Collected data entries

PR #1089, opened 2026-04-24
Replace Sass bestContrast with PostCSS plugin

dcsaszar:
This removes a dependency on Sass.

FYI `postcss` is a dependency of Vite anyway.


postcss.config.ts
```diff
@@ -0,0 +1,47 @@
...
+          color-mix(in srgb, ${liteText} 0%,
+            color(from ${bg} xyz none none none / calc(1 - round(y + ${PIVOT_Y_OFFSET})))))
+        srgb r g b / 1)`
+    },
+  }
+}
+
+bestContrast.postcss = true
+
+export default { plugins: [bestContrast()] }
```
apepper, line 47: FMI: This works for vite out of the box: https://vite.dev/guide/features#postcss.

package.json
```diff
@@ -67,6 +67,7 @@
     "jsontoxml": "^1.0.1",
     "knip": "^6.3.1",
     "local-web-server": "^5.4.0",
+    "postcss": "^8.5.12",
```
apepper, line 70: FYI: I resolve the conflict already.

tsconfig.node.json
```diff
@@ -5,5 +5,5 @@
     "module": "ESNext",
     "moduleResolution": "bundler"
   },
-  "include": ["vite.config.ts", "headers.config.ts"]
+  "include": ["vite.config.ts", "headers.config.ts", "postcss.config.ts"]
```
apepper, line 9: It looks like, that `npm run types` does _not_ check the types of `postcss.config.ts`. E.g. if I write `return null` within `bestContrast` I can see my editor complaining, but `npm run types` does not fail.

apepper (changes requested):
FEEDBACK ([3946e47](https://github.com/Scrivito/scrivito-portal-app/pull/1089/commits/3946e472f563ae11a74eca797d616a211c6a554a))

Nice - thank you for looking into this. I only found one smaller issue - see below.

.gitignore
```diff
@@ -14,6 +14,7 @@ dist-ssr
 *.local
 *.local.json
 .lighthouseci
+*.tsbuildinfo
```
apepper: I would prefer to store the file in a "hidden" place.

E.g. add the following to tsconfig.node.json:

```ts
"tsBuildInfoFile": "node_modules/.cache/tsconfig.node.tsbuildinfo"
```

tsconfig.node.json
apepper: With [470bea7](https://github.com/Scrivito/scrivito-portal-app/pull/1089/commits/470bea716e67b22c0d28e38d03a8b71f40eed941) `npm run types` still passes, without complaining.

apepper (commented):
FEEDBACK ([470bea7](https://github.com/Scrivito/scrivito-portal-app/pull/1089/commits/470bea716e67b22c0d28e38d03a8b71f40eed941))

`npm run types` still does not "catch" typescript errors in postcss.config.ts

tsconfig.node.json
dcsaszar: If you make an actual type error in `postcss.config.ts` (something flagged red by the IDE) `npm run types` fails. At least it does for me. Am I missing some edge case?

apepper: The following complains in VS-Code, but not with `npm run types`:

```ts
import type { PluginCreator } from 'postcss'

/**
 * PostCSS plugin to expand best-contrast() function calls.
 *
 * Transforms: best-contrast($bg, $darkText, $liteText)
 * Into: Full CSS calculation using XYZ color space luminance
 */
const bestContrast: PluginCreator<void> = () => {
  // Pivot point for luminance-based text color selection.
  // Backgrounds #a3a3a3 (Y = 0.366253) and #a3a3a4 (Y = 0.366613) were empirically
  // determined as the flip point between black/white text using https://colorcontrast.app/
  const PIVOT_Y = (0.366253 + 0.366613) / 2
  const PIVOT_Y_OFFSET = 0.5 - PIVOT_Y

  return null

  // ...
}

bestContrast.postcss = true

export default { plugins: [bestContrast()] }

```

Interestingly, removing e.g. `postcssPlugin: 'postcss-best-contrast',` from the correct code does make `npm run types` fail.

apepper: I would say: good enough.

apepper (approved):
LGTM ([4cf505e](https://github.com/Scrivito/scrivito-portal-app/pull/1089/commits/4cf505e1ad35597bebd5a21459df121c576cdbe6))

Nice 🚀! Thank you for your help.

...

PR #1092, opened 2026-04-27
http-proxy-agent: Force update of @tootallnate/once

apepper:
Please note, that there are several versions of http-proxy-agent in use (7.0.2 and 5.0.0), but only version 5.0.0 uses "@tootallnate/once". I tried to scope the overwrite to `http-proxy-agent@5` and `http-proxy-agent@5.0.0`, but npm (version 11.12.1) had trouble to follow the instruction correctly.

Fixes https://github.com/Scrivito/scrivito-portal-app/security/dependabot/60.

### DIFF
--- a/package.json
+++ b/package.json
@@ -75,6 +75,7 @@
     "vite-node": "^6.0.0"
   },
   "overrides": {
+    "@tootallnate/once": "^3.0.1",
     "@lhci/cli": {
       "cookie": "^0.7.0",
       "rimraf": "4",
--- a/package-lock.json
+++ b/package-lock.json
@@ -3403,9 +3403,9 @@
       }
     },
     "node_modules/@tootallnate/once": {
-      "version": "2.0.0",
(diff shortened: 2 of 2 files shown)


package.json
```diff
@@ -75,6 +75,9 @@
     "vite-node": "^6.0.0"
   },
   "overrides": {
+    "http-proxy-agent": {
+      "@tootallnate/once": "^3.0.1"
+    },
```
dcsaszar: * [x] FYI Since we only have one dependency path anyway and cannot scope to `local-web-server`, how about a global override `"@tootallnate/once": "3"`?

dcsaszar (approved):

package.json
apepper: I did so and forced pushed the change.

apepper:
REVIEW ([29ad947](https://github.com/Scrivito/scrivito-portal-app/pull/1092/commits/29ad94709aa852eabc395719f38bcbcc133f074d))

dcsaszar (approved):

▸ WHAT NEEDS TO BE DONE: Go through the records above. Copy each line in which the string "tsbuildinfo" appears.

▸ RESULT:
+*.tsbuildinfo
"tsBuildInfoFile": "node_modules/.cache/tsconfig.node.tsbuildinfo"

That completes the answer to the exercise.